A little while before that phone call
I'd rung Vicki to ask if everything was all right.
"Don't worry, he won't do anything," she'd said. I live to regret
that someone hadn't told me about the murderer's documented 27 year
history of violence against women.
Although Peter
Keogh was armed with a carving knife when he emerged from his hiding
spot and confronted Vicki outside the kindergarten where she worked
at 8.00 am, four months after they'd separated, Justice George Hampel
granted a defence of provocation because, he told the jury:....it
is said that such a state existed where there were acts and circumstances
existing for some time beforehand which, in culmination,.. produced
a loss of self-control because of the trigger comment that occurred
that day by the deceased lady.
The 'trigger comment' was an exclamation
allegedly uttered by my sister upon being confronted at the driver's
side door of her car. The circumstances were her refusal to return
to a violent relationship. An earlier appearance at the kindergarten
by the aggressive Keogh was described by the judge as:...part
of a realistic situation...(where)....one person is intense about
seeing the other.
After my family expressed its outrage
at the "not guilty of murder, guilty of manslaughter" verdict, a
head-line "Family Fury at Sentence" appeared above a tabloid story.

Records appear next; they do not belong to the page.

PR #889, opened 2017-04-06
Make Send Alert Text take a string text field

andreastt:
This change is [Reviewable](https://reviewable.io/reviews/w3c/webdriver/889)

### DIFF
--- a/webdriver-spec.html
+++ b/webdriver-spec.html
@@ -5695,8 +5695,8 @@ must run the following steps:
   of <a>getting a property</a> called "<code>text</code>"
   from the <var>parameters</var> argument.
 
- <li><p>If <var>text</var> is not a string, return an <a>error</a>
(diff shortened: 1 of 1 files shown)


webdriver-spec.html
```diff
@@ -8630,15 +8630,13 @@
     <a>error code</a> <a>unsupported operation</a>.
   </dl>
 
- <li><p>Let <var>character array</var> be the result of
-  <a>getting the property</a> <code>value</code>
-  from the <var>parameters</var> argument.
-
  <li><p>Let <var>text</var> be the result of
-  joining together each item in <var>character array</var> to a string.
+  <a>getting the property</a> "<code>text</code>"
```
shs96c: We need to add a check that this is a `string`

andreastt: Oh, good call.

andreastt: Fixed!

The truth was that although Peter Keogh was sentenced to a mere
three and a half years gaol, it was the granting of a defence of
provocation by George Hampel, and the jury's acquiescence which
outraged us. To accept a defence of provocation and the absurd line
that a hypothetical ordinary man, even one with the alleged depression
of the killer, might have done what this man did, was to cast my
sister and, by definition, any woman leaving a man, as provocateur
and chattel.
Despite our enshrining in law the right
to separate and divorce, many courts continue to act barbarically
when they sit in judgement on violent men who murder the women who
flee them. And as long as the media run headlines such as, "Love
pulls the trigger", or "He did it out of love", and judges recite
homilies such as "jealousy is the rage of man, and adultery is
the highest invasion of property" (R v Mawgridge) to account
for these acts of revenge, they will remain implicated in the culture
of violence against women.
Witness, Giuseppe Piccolo, unwittingly
captured the ideology which pervades so many courts when he said:
The lady at that stage was screaming and the male... he had
his hand over her mouth,. it looked like he was punching her .

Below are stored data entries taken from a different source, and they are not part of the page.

PR #890, opened 2017-04-06
fix typo in capability matching section

jlipps:
I didn't see a variable `matched capability` anywhere and it seemed more reasonable to suppose we're setting a name and value on the capabilit_ies_ object, so I figured this was a typo.

---
This change is [Reviewable](https://reviewable.io/reviews/w3c/webdriver/890)


shs96c:
Good catch. Thank you!

PR #894, opened 2017-04-17
Take <select multiple> into account in obscured element test

andreastt:
As the options of a `<select multiple>` are painted and represented as DOM
elements, the center point would end up targetting one of the `<option>`
elements.  We can take this into account by using `select.contains(option)`.

If the first pointer-interactable paint tree element is itself, this is
also passes the check, since the `DOMElement.contains(otherEl)` performs
an _inclusive_ descendant check.  This means `element.contains(element)`
is true.

---
This change is [Reviewable](https://reviewable.io/reviews/w3c/webdriver/894)


shs96c:
I _ think_ this makes sense. Will correct the typos once the merge is in.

I didn't hear any words . It sort of looked like they were just
having an argument .So I just assumed he was beating her up.
The manslaughter verdicts following the stabbing murder of the
school girl Zerrin Dincer by her Turkish father in 1981 and the
1987 shot-gun murder of Christine Boyce and stabbing of Vicki Cleary
were but the tip of the iceberg. Prior to Christmas 1996 the murder
of two women and the two children of another woman by the men in
their lives passed almost without notice. Had the men chosen a court
appearance rather than suicide it's a fair bet a defence of provocation
would have found its way into proceedings.
While this report argues that the culpability
of a killer convicted under provocation is often no less than one
convicted of murder, and that therefore provocation has no real
place in the criminal code, it is silent on why Judges allow a partial
defence in cases such as my sister's. In suggesting that once freed
from 'provocation' Judges will be able to address the issue of culpability
in sentencing, the report may well leave the deep-seated assumption
of woman as provocateur and chattel, an assumption which underpins
many of the pronouncements of our learned judiciary, well entrenched.
Until the legal profession, the media
and the bloke down the pub confront this assumption, the renovated
law will simply camouflage the injustice and continue to demean
those ordinary men who would never dream that estrangement might
be an excuse for killing a woman, or that men kill out of love.